Task objective → All of the data below is to be output exactly as written.

══ Data to process ══

PR #340, opened 2019-07-10
Add Groups and Roles list pages

xantorres:


src/app/plugins/kubernetes/components/userManagement/UserRolesListPage.js
```diff
@@ -0,0 +1,24 @@
...
+  deleteFn: deleteRole,
+  name: 'Roles',
+  title: 'Roles',
+  uniqueIdentifier: 'id',
+}
+
+const { ListPage: UserRolesListPage } = createCRUDComponents(options)
+
+export default compose(
+  requiresAuthentication,
```
brennancheung: We can remove this here.  The API is already authenticated and this screen won't load unless the session is established with an authenticated user.

src/app/plugins/kubernetes/components/userManagement/actions.js
```diff
@@ -53,3 +53,60 @@ export const loadUsers = contextLoader('users', async ({ apiClient, loadFromCont
...
+  ])
+
+  return groups.map(group => {
+    const { rules = [] } = mappings.find(mapping => {
+      const rules = typeof mapping.rules === 'string' ? JSON.parse(mapping.rules) : mapping.rules
+      return !!find(
+        pipe(
+          pathOr([], ['local', 'items']),
+          find(pathEq(['group', 'id'], group.id)),
+          g => !!g, // Or: `complement(isNil)`
```
brennancheung: I think you can just use `Boolean` since it is a function and will force it to a boolean.

src/app/plugins/kubernetes/components/userManagement/actions.js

═══

Result of the exercise →
PR #340, opened 2019-07-10
Add Groups and Roles list pages

xantorres:


src/app/plugins/kubernetes/components/userManagement/UserRolesListPage.js
```diff
@@ -0,0 +1,24 @@
...
+  deleteFn: deleteRole,
+  name: 'Roles',
+  title: 'Roles',
+  uniqueIdentifier: 'id',
+}
+
+const { ListPage: UserRolesListPage } = createCRUDComponents(options)
+
+export default compose(
+  requiresAuthentication,
```
brennancheung: We can remove this here.  The API is already authenticated and this screen won't load unless the session is established with an authenticated user.

src/app/plugins/kubernetes/components/userManagement/actions.js
```diff
@@ -53,3 +53,60 @@ export const loadUsers = contextLoader('users', async ({ apiClient, loadFromCont
...
+  ])
+
+  return groups.map(group => {
+    const { rules = [] } = mappings.find(mapping => {
+      const rules = typeof mapping.rules === 'string' ? JSON.parse(mapping.rules) : mapping.rules
+      return !!find(
+        pipe(
+          pathOr([], ['local', 'items']),
+          find(pathEq(['group', 'id'], group.id)),
+          g => !!g, // Or: `complement(isNil)`
```
brennancheung: I think you can just use `Boolean` since it is a function and will force it to a boolean.

src/app/plugins/kubernetes/components/userManagement/actions.js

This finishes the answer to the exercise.